- Professional Services
Calculating The Intrinsic Value Of ALS Limited (ASX:ALQ)
- The projected fair value for ALS is AU$12.60 based on 2 Stage Free Cash Flow to Equity
- With AU$11.12 share price, ALS appears to be trading close to its estimated fair value
- Our fair value estimate is 1.1% lower than ALS' analyst price target of AU$12.46
Does the March share price for ALS Limited (ASX:ALQ) reflect what it's really worth? Today, we will estimate the stock's intrinsic value by taking the expected future cash flows and discounting them to their present value. One way to achieve this is by employing the Discounted Cash Flow (DCF) model.
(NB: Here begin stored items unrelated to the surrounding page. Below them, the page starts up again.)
PR #578, opened 2017-07-14
object patch add-link: don't force to have a Buffer for 'ref'

MichaelMure:
This allows to send a multi-hash as a string as well.

### DIFF
--- a/src/object/addLink.js
+++ b/src/object/addLink.js
@@ -27,7 +27,7 @@ module.exports = (send) => {
       args: [
         multihash,
         dLink.name,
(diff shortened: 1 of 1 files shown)


MichaelMure:
Also while I was looking at the code, I saw that in a lot of place there is a call to `cleanMultihash(multihash, opts)` with a second argument `opts` that doesn't exist in the `cleanMultihash` function. Am I missing something or should it be cleaned ?

MichaelMure:
@diasdavid what about my question just above ? https://github.com/ipfs/js-ipfs-api/pull/578#issuecomment-315325744

Issue #587, opened 2017-08-31
Support "+" character in file paths


petethomas:
Adding a file that includes ```+``` characters in ```path``` can result in a stored path that uses spaces instead.  For example:

```javascript
const ipfsAPI = require('ipfs-api')
const ipfs = ipfsAPI()
ipfs.files.add(
  [{
    path: 'ti,c64x+megamod-pic.txt',
    content: Buffer.from('testing', 'utf-8')
  }],
  (err, res) => {
    if (err) done(err)
    console.log(res)
  }
)
```
Current result:

    [ { path: 'ti,c64x megamod-pic.txt',
        hash: 'QmZJsQUWUes6vz6DzDT3z6383k1Y4hFYUKun9UkPN1PYSX',
        size: 15 } ]

Expected result:

    [ { path: 'ti,c64x+megamod-pic.txt',
        hash: 'QmZJsQUWUes6vz6DzDT3z6383k1Y4hFYUKun9UkPN1PYSX',
        size: 15 } ]

Expected result preserves ```+```s similar to the command-line utility.  For example:

    λ ipfs add -w ~/projects/linux/Documentation/devicetree/bindings/interrupt-controller/ti,c64x+megamod-pic.txt
    added QmQ2eHGDMqC7dBD44EJFQRqkypPKQ9z9coBi1VX7vBZhPZ ti,c64x+megamod-pic.txt
    added QmXdMfwwg4xrVVHo8YGwjbRChnM22UCs21r4zWFgmjeZKU
    λ ipfs get QmXdMfwwg4xrVVHo8YGwjbRChnM22UCs21r4zWFgmjeZKU
    Saving file(s) to QmXdMfwwg4xrVVHo8YGwjbRChnM22UCs21r4zWFgmjeZKU
     4.03 KB / 4.03 KB [============================================================================================================================================================================] 100.00% 0s
    λ cd QmXdMfwwg4xrVVHo8YGwjbRChnM22UCs21r4zWFgmjeZKU/
    λ ls
    ti,c64x+megamod-pic.txt
    λ

I  think this package can achieve parity by URI-encoding the path before getting the file stream.

-pete

PR #588, opened 2017-08-31
Support "+" character in file paths

petethomas:
Addresses #587 Preserve "+" in file paths.


diasdavid:
Thank you @petethomas :)

PR #589, opened 2017-09-01
Allow --cid-version option to be passed to ipfs files add

alanshaw:
Simply passes options to add command into the query string.

I've had to change `getDagNode` to be able to deal with a CID **or** a multihash as it's hash argument. This is because when specifying `--cid-version=1` we get back a CID in the response from `files/add`, and then the API uses `object/get` and `object/data` to fetch the content that was just added.


diasdavid:
image

Going to release with the new go-ipfs 0.4.10 support.

PR #801, opened 2018-07-03
fix(dag): ensure `dag.put()` allows for optional options

PascalPrecht:
**Note: Only review last commit as it's rebased on top of #785 to make test runner work**

This is to align with API changes in 

https://github.com/ipfs/interface-ipfs-core/commit/011c417b97e58aceafaa4e98fce8f32217bc5cf7

and

https://github.com/ipfs/js-ipfs/pull/1415

**Temporarily rebased on top of #785**

Note: this is a WIP as I have to run now :D will make tests green once I'm back

### DIFF
--- a/src/dag/put.js
+++ b/src/dag/put.js
@@ -7,57 +7,65 @@ const CID = require('cids')
 const multihash = require('multihashes')
 const SendOneFile = require('../utils/send-one-file')
 
-function noop () {}
-
 module.exports = (send) => {
   const sendOneFile = SendOneFile(send, 'dag/put')
 
   return promisify((dagNode, options, callback) => {
     if (typeof options === 'function') {
       callback = options
-    } else if (options.cid && (options.format || options.hash)) {
+    }
+
+    options = options || {}
+
+    if (options.hash) {
+      options.hashAlg = options.hash
+      delete options.hash
+    }
+
+    if (options.cid && (options.format || options.hashAlg)) {
       return callback(new Error('Can\'t put dag node. Please provide either `cid` OR `format` and `hash` options.'))
-    } else if ((options.format && !options.hash) || (!options.format && options.hash)) {
+    } else if ((options.format && !options.hashAlg) || (!options.format && options.hashAlg)) {
       return callback(new Error('Can\'t put dag node. Please provide `format` AND `hash` options.'))
     }
 
-    callback = callback || noop
+    if (options.cid) {
+      let cid
+
+      try {
+        cid = new CID(options.cid)
+      } catch (err) {
+        return callback(err)
+      }
+
+      options.format = cid.codec
+      options.hashAlg = multihash.decode(cid.multihash).name
+      delete options.cid
+    }
 
     const optionDefaults = {
       format: 'dag-cbor',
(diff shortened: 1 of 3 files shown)


diasdavid:
@alanshaw following your comment on https://github.com/ipfs/js-ipfs-api/pull/785#issuecomment-402197142, I've changed the base of this PR to your branch. If you approve, let's get this one merged there and then merge one clean PR to master.

src/dag/put.js
```diff
@@ -15,29 +14,35 @@ module.exports = (send) => {
 
   return promisify((dagNode, options, callback) => {
     if (typeof options === 'function') {
-      return setImmediate(() => callback(new Error('no options were passed')))
+      callback = options
+    } else if (options.cid && (options.format || options.hash)) {
```
PascalPrecht: Notice that `js-ipfs-api`'s implementation expects `options.hash` instead of `options.hashAlg`. This seems to be inconsistent with the speck as per https://github.com/ipfs/interface-ipfs-core/blob/master/SPEC/DAG.md#javascript---ipfsdagputdagnode-options-callback

Changing this would be a breaking change. @alanshaw how do you feel about this?

src/dag/put.js
```diff
@@ -15,29 +14,35 @@ module.exports = (send) => {
...
+      return callback(new Error('Can\'t put dag node. Please provide either `cid` OR `format` and `hash` options.'))
+    } else if ((options.format && !options.hash) || (!options.format && options.hash)) {
+      return callback(new Error('Can\'t put dag node. Please provide `format` AND `hash` options.'))
```
PascalPrecht: Turns out this is a breaking change as well (which is also one of the reasons CI fails at this time) Prior to this commit, it was okay to just have `format` with `hash` falling back to `sha2-256`.

Again, this would be a point of either introducing a breaking change and staying consistent with `js-ipfs` API, or leaving as is and live with the consequences of inconsistency. 

@alanshaw your call.

alanshaw:
@PascalPrecht I pushed a fix, I hope you don't mind, this PR is now on the critical path to getting the modular interface tests merged 😉 

I think the problem was that `hashAlg` was being passed to `dag.put` but it was expecting `hash`. The API often allows you to pass the HTTP API querystring name instead of the interface-ipfs-core name for the argument (they differ sometimes) so I've preserved this functionality.

test/util.spec.js
```diff
@@ -160,7 +160,9 @@ describe('.util', () => {
         .then(out => expectTimeout(ipfs.object.get(out[0].hash), 4000))
     })
 
-    it('with wrap-with-directory=true', (done) => {
+    it('with wrap-with-directory=true', function (done) {
```
PascalPrecht: I think the `function` keyword is a leftover here?

alanshaw: I'm using `function` here because on the next time we want to call `this.timeout`. Mocha provides an object with this method on it for the function context (`this`) but arrow functions do not allow you to change the context.

PascalPrecht: Got it. Thanks for clarifying!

There's really not all that much to it, even though it might appear quite complex.
We generally believe that a company's value is the present value of all of the cash it will generate in the future. However, a DCF is just one valuation metric among many, and it is not without flaws. For those who are keen learners of equity analysis, the Simply Wall St analysis model here may be something of interest to you.
Check out our latest analysis for ALS
Step By Step Through The Calculation
We're using the 2-stage growth model, which simply means we take in account two stages of company's growth. In the initial period the company may have a higher growth rate and the second stage is usually assumed to have a stable growth rate. To begin with, we have to get estimates of the next ten years of cash flows. Where possible we use analyst estimates, but when these aren't available we extrapolate the previous free cash flow (FCF) from the last estimate or reported value. We assume companies with shrinking free cash flow will slow their rate of shrinkage, and that companies with growing free cash flow will see their growth rate slow, over this period. We do this to reflect that growth tends to slow more in the early years than it does in later years.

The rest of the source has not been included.